The thung chai, or “basket boat”, traces its history back to the French colonial era. As the story goes, the French arrived in Vietnam and began levying taxes left, right and centre – including a tax on the ownership of boats. Most of the poor Vietnamese fishermen who depended on boats for their livelihood could not afford to pay the taxes, so they invented a new type of boat: the thung chai.
Hemispherical and woven from bamboo, the thung chai is a variety of coracle – a small, circular boat traditionally used in parts of the British Isles as well as India, Iraq, and Tibet. The fishermen who built them argued that these were not boats at all but baskets – and therefore couldn’t be taxed. Their crafty plan seems to have worked, and ever since then these domed vessels have been a feature of the landscape of central Vietnam – lying scattered across beaches and (more recently) ferrying tourists from A to B.
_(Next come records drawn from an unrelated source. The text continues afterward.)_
PR #3300, opened 2023-02-08
Restore procedure docs description

Michal-Leszczynski:
This PR adds documentation for universal restore procedure.

Fixes #3295

PR #3331, opened 2023-03-23
Universal restore metrics update

karol-kokoszka:
This PR:
- removes filesSizeBytes metric
- removes filesDownloadedBytes metric
- removes filesSkippedBytes metric
- removes filesFailedBytes metric
- adds batchSize metric that show how restore batches are propagated between nodes
- adds remainingBytes metric that shows how much bytes from backup dir are still not restored
- adds state metrics that shows the node state during the repair (idle / downloading / load&stream / error )
- changes default parallelism to 0 (infinity)
- updates testing/prometheus.yaml with IP of the manager running on local machine

---

Please make sure that:


pkg/service/backup/restore_worker_data.go
```diff
@@ -472,6 +477,18 @@ func (w *restoreWorker) newRunProgress(ctx context.Context, run *RestoreRun, tar
...
 
+func (w *restoreWorker) updateBatchSizeMetric(ctx context.Context, clusterID uuid.UUID, batch []string, host, srcDir string) {
+	var batchSize int64
+	for _, file := range batch {
+		fi, err := w.Client.RcloneFileInfo(ctx, host, srcDir+"/"+file)
+		if err != nil {
+			w.Logger.Error(ctx, "Failed to check file size", "err", err)
+		}
+		batchSize += fi.Size
+	}
```
Michal-Leszczynski, line 524: Maybe it's better to fetch this information for all files using `RcloneListDirIter` at the beginning of restoring given table?

Michal-Leszczynski: Moreover, fetching it here will be in conflict with restoring versioned SSTables, because `batch` contains only the regular file names without their specific versions.

pkg/service/backup/restore_worker_data.go
```diff
@@ -435,7 +435,7 @@ func (w *restoreWorker) newRunProgress(ctx context.Context, run *RestoreRun, tar
 		return nil, errors.Wrap(err, "validate free disk space")
 	}
 
-	takenIDs := w.chooseIDsForBatch(ctx, h.Shards, target.BatchSize)
+	takenIDs := w.chooseIDsForBatch(ctx, target.BatchSize)
```
Michal-Leszczynski, line 475: Was this change consulted with someone with more understanding on the importance of shard cnt in the process of load and stream?

pkg/metrics/backup.go
```diff
@@ -186,3 +192,25 @@ func (rm RestoreM) UpdateBatchSize(clusterID uuid.UUID, host string, size int64)
...
 	rm.batchSize.With(l).Add(float64(size))
 }
+
+// SetRemainingBytes sets restore "remaining_bytes" metric.
+func (rm RestoreM) SetRemainingBytes(clusterID uuid.UUID, location backupspec.Location, snapshotTag string, keyspaces []string, remainingBytes int64) {
+	l := prometheus.Labels{
+		"cluster":      clusterID.String(),
+		"location":     location.String(),
+		"snapshot_tag": snapshotTag,
+		"keyspaces":    strings.Join(keyspaces, ","),
```
Michal-Leszczynski: Do we want to change labels on metrics?
Why `manifest_path` has been replaced with `location`? 
Is `snapshot_tag` really needed here?
Why slice of keyspaces and not keyspace + table?

pkg/service/backup/restore_worker_data.go
```diff
@@ -57,6 +58,28 @@ func (w *restoreWorker) restoreData(ctx context.Context, run *RestoreRun, target
...
+					func(fm FilesMeta) error {
+						restorePerLocationDataSize += fm.Size
+						return nil
+					})
+			})
+		if err != nil {
+			w.Logger.Info(ctx, "Couldn't count restore data size", "location", w.location)
+			continue
+		}
+		w.metrics.SetRemainingBytes(run.ClusterID, location, target.SnapshotTag, target.Keyspace, restorePerLocationDataSize)
```
Michal-Leszczynski, line 80: `target.Keyspace` is the glob pattern specified by the `-K` flag, not the list of all restored keyspaces.
Maybe `Units` from `RestoreRun` are more useful in this situation?
But still I don't understand the need to label those metrics by keyspace slice.

pkg/service/backup/restore_worker_data.go
```diff
@@ -247,7 +270,9 @@ func (w *restoreWorker) workFunc(ctx context.Context, run *RestoreRun, target Re
 			pr.setRestoreCompletedAt()
 			w.insertRunProgress(ctx, pr)
 
-			w.metrics.UpdateRestoreProgress(w.ClusterID, pr.ManifestPath, pr.Keyspace, pr.Table, pr.Downloaded+pr.Skipped)
+			restoredBytes := pr.Downloaded + pr.Skipped
+			w.metrics.UpdateRestoreProgress(w.ClusterID, pr.ManifestPath, pr.Keyspace, pr.Table, restoredBytes)
+			w.metrics.DecreaseRemainingBytes(w.ClusterID, w.location, w.SnapshotTag, target.Keyspace, restoredBytes)
```
Michal-Leszczynski: What about when batch returns to the pool when given node encounters an error?
I guess the metrics should be increased in this case.

pkg/metrics/backup.go
```diff
@@ -214,3 +217,28 @@ func (rm RestoreM) DecreaseRemainingBytes(clusterID uuid.UUID, location backupsp
...
+	// RestoreStateError means that node ended up with error
+	RestoreStateError
+)
+
+// SetRestoreState sets restore "state" metric.
+func (rm RestoreM) SetRestoreState(clusterID uuid.UUID, location backupspec.Location, snapshotTag, host string, state RestoreState) {
+	l := prometheus.Labels{
+		"cluster":      clusterID.String(),
+		"location":     location.String(),
+		"snapshot_tag": snapshotTag,
```
Michal-Leszczynski, line 214: Are those labels useful here?

pkg/service/backup/restore_worker_data.go
```diff
@@ -210,10 +211,20 @@ func (w *restoreWorker) workFunc(ctx context.Context, run *RestoreRun, target Re
...
+				w.metrics.SetRestoreState(run.ClusterID, w.location, target.SnapshotTag, h.Host, metrics.RestoreStateError)
+				return
+			}
+			w.metrics.SetRestoreState(run.ClusterID, w.location, target.SnapshotTag, h.Host, metrics.RestoreStateIdle)
+		}()
+
 		for {
+			w.metrics.SetRestoreState(run.ClusterID, w.location, target.SnapshotTag, h.Host, metrics.RestoreStateDownloading)
+
 			pr, err := w.prepareRunProgress(ctx, run, target, h, dstDir, srcDir)
```
Michal-Leszczynski, line 228: The downloading state should be set only after `prepareRunProgress`, because host might wait in `chooseIDsForBatch` before downloading remaining batches. This also means that the `idle` state should be set at the end of the for loop.

pkg/service/backup/restore_worker_data.go
karol-kokoszka: This change decreases the batch size actually.
`h.Shards` were used as a multiplier for a default batch size.
But actually you're right let me check it with scylla core team.

pkg/service/backup/restore_worker_data.go
karol-kokoszka: > target.Keyspace is the glob pattern specified by the -K flag, not the list of all restored keyspaces.

Yes, that's true.
See this comment https://github.com/scylladb/scylla-manager/pull/3331#discussion_r1146788445

pkg/metrics/backup.go
karol-kokoszka: See this comment https://github.com/scylladb/scylla-manager/pull/3331#discussion_r1146788445

pkg/service/backup/restore_worker_data.go
karol-kokoszka: I don't really follow.
Remaining bytes are decreased when we see that load&stream ended up with the success.
https://github.com/scylladb/scylla-manager/blob/01994811ae1c6736bafc4edf203106b095a93659/pkg/service/backup/restore_worker_data.go#L283-L300

Is there something happening in parallel that I'm not aware of ?

pkg/service/backup/restore_worker_data.go
karol-kokoszka: Makes sense.
Thanks !

pkg/service/backup/restore_worker_data.go
Michal-Leszczynski: > The number of shards on the node where you perform load and stream do not have impact on how we process the data.

Does this mean that the number of shards does not have significant influence on load and stream speed?
I'm wondering whether load and stream most expensive operation is the actual file transfer between the nodes, or maybe the process of deciding, to which node should the files be sent (I'm considering the `primary_replica_only` option). If the second case is more expensive, does the number of shards influence its speed?

pkg/service/backup/restore_worker_data.go
Michal-Leszczynski: It looks like I attached wrong lines of code, my bad.
I was concerned about the `batch_size` metric and its behavior, when some node (after assembling the batch) encountered an error and returned its batch to the pool (so that the other nodes might try to restore it).
Should we decrease the `batch_size` metric in this case?

pkg/service/backup/restore_worker_data.go
karol-kokoszka: ^^ @asias please take a look on last Michal's question.

pkg/service/backup/restore_worker_data.go
karol-kokoszka: Let's do it, after you merge SSTable versioning.

pkg/service/backup/restore_worker_data.go
karol-kokoszka: I still don't follow.
Metric is not decreased if batch is returned to the pool.
It decreases it only if there is no error on downloading and no error on load&streaming when node tries to restore the batch.

pkg/service/backup/restore_worker_data.go
asias: A node with 32 shards is definitely faster than a node with 2 shards because it has 16x more cpu powers.  But load and stream on 2 shards node is as efficient as on 32 shards. I guess you want to check if the later is true. 

Load and stream does not send files over network. It reads data (mutation fragments) from sstables and figure out which nodes own the data and send the mutation fragments to the owning node. 

The most expensive operations are the actual reading from disk and send over network. The deciding part is relatively cheap.

karol-kokoszka: @Michal-Leszczynski this comment is very relevant here as well https://github.com/scylladb/scylla-manager/pull/3300/files#r1150523568

Michal-Leszczynski: So maybe we want to replace shard count in work distribution process with file size? Well, not exactly files size as (for my understanding) it's safer to upload all SSTables with the same ID at once, so rather the size of the SSTable bundle? 

On the other hand, removing shard count and setting batch size to 1 would also force hosts to divide bundles in a more fair way. Right now hosts just take the bundles from bundle pool, restore them and then check if there are any more bundles left to restore, so if we treat all nodes equally, this should get a good work distribution.

So I agree with removing shard count form the restore procedure.

pkg/service/backup/restore_worker_data.go
Michal-Leszczynski: SSTable versioning is now merged!

pkg/service/backup/restore_worker_data.go
Michal-Leszczynski:
```go
	batch := w.batchFromIDs(pr.SSTableID)
	w.updateBatchSizeMetric(ctx, pr.ClusterID, batch, pr.Host, srcDir)

	w.cleanUploadDir(ctx, pr.Host, dstDir, batch)

	jobID, err := w.startDownload(ctx, pr.Host, dstDir, srcDir, batch)
	if err != nil {
		w.deleteRunProgress(ctx, pr)
		w.returnBatchToPool(pr.SSTableID)
		return err
	}
	pr.AgentJobID = jobID
	w.insertRunProgress(ctx, pr)
	return nil
}
```

This seems to be the only place where the `batch_size` metric is increased. My question is, shouldn't we decrease it inside `w.returnBatchToPool(pr.SSTableID)` function? Or is it fine that the sum over `batch_size` might be greater than the actual size of all batches (in case of error)?

pkg/service/backup/restore_worker_data.go
karol-kokoszka: > On the other hand, removing shard count and setting batch size to 1 would also force hosts to divide bundles in a more fair way. Right now hosts just take the bundles from bundle pool, restore them and then check if there are any more bundles left to restore, so if we treat all nodes equally, this should get a good work distribution.

I think deciding if we should set batch_size to 1 instead of 2 is something what we can fine tune later (with the next minor releases).
Let's stay with default batch_size = 2, and let's remove this shards_count dependency at all.

pkg/service/backup/restore_worker_data.go
karol-kokoszka: now I've got it,
Yes, batch_size should be decreased.

Thanks !

pkg/service/backup/restore_worker_data.go
Michal-Leszczynski: So it would be nice to remove it from `restoreHosts` an `initHosts` as well!

pkg/service/backup/restore_worker_data.go
```diff
@@ -614,9 +614,9 @@ func (w *restoreWorker) startDownload(ctx context.Context, host, dstDir, srcDir
 }
 
 // chooseIDsForBatch returns slice of IDs of SSTables that the batch consists of.
-func (w *restoreWorker) chooseIDsForBatch(ctx context.Context, shards uint, size int) []string {
+func (w *restoreWorker) chooseIDsForBatch(ctx context.Context, size int) []string {
 	var (
-		batchSize = size * int(shards)
+		batchSize = size
```
Michal-Leszczynski, line 661: After removing shards count modifier, there's no need to create a new variable here.

karol-kokoszka:
I'm closing this PR in favor of https://github.com/scylladb/scylla-manager/pull/3349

On a recent visit to Hoi An, I met an elderly man who has been making basket boats for 70 years – ever since he learned the craft at 15. Constructed by hammering strips of bamboo into place, the boat is then coated in waterproof resin made from coconut oil, tar or (increasingly) fibreglass. With regular re-coating, each boat can last decades – longer even than the people who make them!
Attempt to row a thung chai and you will almost invariably just send yourself in circles – the proper technique is to gently wave the paddle back and forth through the water in an arcing motion.
Hoi An is a great place to see craftsmen at work building thung chai and other varieties of boat – and to take a ride in one down the Thu Bon River!